- [Directions for this task]: Each line holding the word "validation" must appear in the answer, copied from the entries.

- [The input]:
PR #5879, opened 2026-09-14
Fix KTOR-9640 forward autoFlush in reader/writer helpers

eusorov:
Fix [KTOR-9640](https://youtrack.jetbrains.com/issue/KTOR-9640) ktor-io reader/writer ignores autoFlush

**Subsystem**
I/O, `ktor-io`

**Motivation**
`CoroutineScope.reader` and `CoroutineScope.writer` accept an `autoFlush` parameter and drop it, always constructing `ByteChannel()` with the default `autoFlush = false`. The parameter carried `@Suppress("UNUSED_PARAMETER")`, so callers asking for auto-flushing silently got buffered behaviour: written bytes stayed invisible to the consumer until an explicit flush, the `CHANNEL_MAX_SIZE` threshold, or block completion.

**Solution**
Pass the flag into `ByteChannel(autoFlush)` in both helpers and drop the suppressions. The mechanism already worked — `ByteChannel` stores the flag and `ByteWriteChannel.flushIfNeeded()` honours it — only these two entry points discarded it. The overloads taking an explicit `ByteChannel`, and `openWriteChannel(autoFlush)`, were already correct.

- Behaviour change for in-repo callers that already request `autoFlush = true` — deflate/inflate, zstd, file writing, both Jetty engines, partial-content ranges — which now flush per write as intended. Expect movement in throughput and allocation numbers.


bjhham (changes requested):
I can find no reason why the `autoFlush` parameter was being unused here, so it looks like a good fix 👍 

It looks like you pulled in some commits from main.  Could you please fix the history on this branch?

eusorov:
> I can find no reason why the `autoFlush` parameter was being unused here, so it looks like a good fix 👍
> 
> It looks like you pulled in some commits from main. Could you please fix the history on this branch?

Updated the branch, is now based on release branch. Before it was based on main by mistake

bjhham (approved):

PR #5880, opened 2026-09-15
Fix sse heartbeat hang in tests

zibet27:
**Subsystem**
Test Server SSE 

**Motivation**
[KTOR-9790](https://youtrack.jetbrains.com/issue/KTOR-9790) testApplication: `sseSession()` never returns when the SSE route installs a `heartbeat`

**Solution**
- cherry-picked [KTOR-8705 Pass coroutine context to the channel writer](https://github.com/ktorio/ktor/commit/0ad7c7f146eef701b91cdc52a3610b1e189d5411)
- remove the `job` in `respondWriteChannelContent`
- cancel heartbeat right after `handle()`, so `coroutineScope {}` doesn't wait for it
- always close the session
- explicitly state that only one heartbeat is allowed


ktor-server/ktor-server-plugins/ktor-server-sse/common/src/io/ktor/server/sse/ServerSSESession.kt
```diff
@@ -152,25 +152,37 @@ public suspend inline fun <reified T : Any> ServerSSESessionWithSerialization.se
...
  * [Report a problem](https://ktor.io/feedback/?fqname=io.ktor.server.sse.heartbeat)
  *
  * @param heartbeatConfig a lambda that configures the [Heartbeat] object used for the heartbeat.
+ * @throws IllegalStateException if a heartbeat has already been started for this session.
  */
 public fun ServerSSESession.heartbeat(heartbeatConfig: Heartbeat.() -> Unit = {}) {
     val heartbeat = Heartbeat().apply(heartbeatConfig)
-    val heartbeatJob = Job(call.coroutineContext[Job])
+    val heartbeatState = HeartbeatState()
+    val registeredState = call.attributes.computeIfAbsent(heartbeatStateKey) { heartbeatState }
```
bjhham, line 165: Would be nice if we just had `putIfAbsent` in our attributes interface...

ktor-server/ktor-server-plugins/ktor-server-sse/common/src/io/ktor/server/sse/ServerSSESession.kt
```diff
@@ -152,25 +152,37 @@ public suspend inline fun <reified T : Any> ServerSSESessionWithSerialization.se
...
             send(event)
             delay(heartbeat.period)
         }
     }
-    call.attributes.put(heartbeatJobKey, heartbeatJob)
 }
 
-internal val heartbeatJobKey = AttributeKey<Job>("HeartbeatJobAttributeKey")
+internal class HeartbeatState {
+    lateinit var job: Job
```
bjhham: Could just make this nullable instead of lateinit so that we can avoid not initialized exceptions in the case of some random interruptions.

bjhham (approved):

bjhham:
Might make sense to point this to release.

PR #5885, opened 2026-09-17
Fix KTOR-9901 Client tests fail on Java 8

zibet27:
**Subsystem**
Client Tests

**Motivation**
[KTOR-9901](https://youtrack.jetbrains.com/issue/KTOR-9901) Client tests fail on Java 8

**Cause**
- https://github.com/ktorio/ktor/pull/5780 changed discovery from loading the first service to "materialising" all services.
- `ktor-client-java` compiles with Java 11
- tests include it unconditionally as `runtimeOnly`, but compiled with Java 8
- `HttpClient()` tries to load the Java Client and fails

**Solution**
- include `ktor-client-java` only for JVM 11+


ktor-client/ktor-client-tests/build.gradle.kts
```diff
@@ -1,3 +1,5 @@
+import ktorbuild.KtorBuildExtension
+
 /*
  * Copyright 2014-2025 JetBrains s.r.o and contributors. Use of this source code is governed by the Apache 2.0 license.
  */
```
osipxd: 💅  Could you move the import under the copyright?

ktor-client/ktor-client-tests/build.gradle.kts
```diff
@@ -10,6 +12,8 @@ plugins {
     id("test-server")
 }
 
+val jvmToolchain = extensions.getByType<KtorBuildExtension>().jvmTestToolchain.get()
```
osipxd: The `ktorBuild` accessor should be available here

```suggestion
val jvmToolchain = ktorBuild.jvmTestToolchain.get()
```

ktor-client/ktor-client-tests/build.gradle.kts
zibet27: Good catch

osipxd (approved):

ktor-client/ktor-client-tests/build.gradle.kts
```diff
@@ -10,6 +10,8 @@ plugins {
     id("test-server")
 }
 
+val jvmToolchain = ktorBuild.jvmTestToolchain.get()
```
osipxd: Nit: For consistency with the `ktorbuild.project.client-plugin` this line could be moved closer to its usage

zibet27: yeah, previously it was there to access the correct `extensions`
I'll move it

zibet27:
@osipxd I'll also cherry-pick it onto `main`

PR #5890, opened 2026-09-18
KTOR-9920 Add public-suffix validation to Ktor client cookie storage

zibet27:
**Subsystem**
Client Cookies

**Motivation**
KTOR-9920 Add public-suffix validation to Ktor client cookie storage

**Solution**
- Introduce `CookieAcceptancePolicy` interface
- Introduce `FilteredCookiesStorage` accepting a list of policies, copy `AcceptAllCookiesStorage` logic there
- `AcceptAllCookiesStorage` becomes `FilteredCookiesStorage` with an empty policies list
- Public-suffix validation implemented as a policy, returned by `HttpClient.loadPublicSuffixCookiePolicy`
- `PublicSuffixRules` parsing needs more attention 

**Alternatives**
- enable "Public-suffix validation" directly on `AcceptAllCookiesStorage`(then, it's not "accept all")
- bundle public suffixes directly into Ktor, instead of loading them 

We might want to create a separate KLIP document for the feature

See https://www.rfc-editor.org/info/rfc6265/#section-5.3


ktor-client/ktor-client-core/jvm/src/io/ktor/client/plugins/cookies/PublicSuffixCookiePolicy.kt
```diff
@@ -0,0 +1,152 @@
...
+
+import io.ktor.client.*
+import io.ktor.client.plugins.expectSuccess
+import io.ktor.client.request.*
+import io.ktor.client.statement.*
+import io.ktor.http.*
+import java.text.Normalizer
+import java.text.Normalizer.Form.NFC
+
+private const val PUBLIC_SUFFIX_LIST_URL = "https://publicsuffix.org/list/public_suffix_list.dat"
```
osipxd, line 15: Should we embed it into JAR instead? How frequently it changes?

zibet27: Hmm, https://publicsuffix.org/list/ says almost every day, but it recommends fetching the list at most once a day per client

My initial concern was increasing bundle size, but checked it and it should be ~5%

PR #375, opened 2015-05-29
Use OS language instead of English

Formatink:
Use the default OS language instead of English


briannesbitt:
I get "Call to undefined function locale_get_default()" and I am on PHP 5.6.6.

PR #380, opened 2015-05-31
Dynamic first/last day of week and weekend days

dani3l:
In Israel, week starts at Sunday and ends at Saturday, weekend days are Friday and Saturday
and many other countries has their own weekends and weird calendars.. so I think it might help others

Added:
protected static $weekStartsAt integer (use Carbon::DAYCONST)
protected static $weekEndsAt integer (use Carbon::DAYCONST)
protected static $weekendDays array (array of Carbon::DAYCONST)
public static function getWeekStartsAt()
public static function setWeekStartsAt($day)
public static function getWeekEndsAt()
public static function setWeekEndsAt($day)
public static function getWeekendDays()
public static function setWeekendDays($days)

Updated:
isWeekday() - to use !$this->isWeekend()
isWeekend() - to check if current day is in static::$weekendDays
startOfWeek() - to use static::$weekStartsAt
endOfWeek() - to use static::$weekEndsAt

### DIFF
--- a/src/Carbon/Carbon.php
+++ b/src/Carbon/Carbon.php
@@ -141,7 +141,7 @@ class Carbon extends DateTime
      *
      * @var array
      */
-    protected static $weekendDays = [self::SATURDAY, self::SUNDAY];
+    protected static $weekendDays = array(self::SATURDAY, self::SUNDAY);
 
     /**
      * A test Carbon instance to be returned when now instances are created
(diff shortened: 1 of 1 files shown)


dani3l:
If you accept this one, the next level would be to automate it with locales
Set the first/last days of week and weekend days inside a locale file and set them when calling setLocale() but then you'd have to use the full xx_XX locale convention to make it perfect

- [Exercise result]:
KTOR-9920 Add public-suffix validation to Ktor client cookie storage
KTOR-9920 Add public-suffix validation to Ktor client cookie storage
- Public-suffix validation implemented as a policy, returned by `HttpClient.loadPublicSuffixCookiePolicy`
- enable "Public-suffix validation" directly on `AcceptAllCookiesStorage`(then, it's not "accept all")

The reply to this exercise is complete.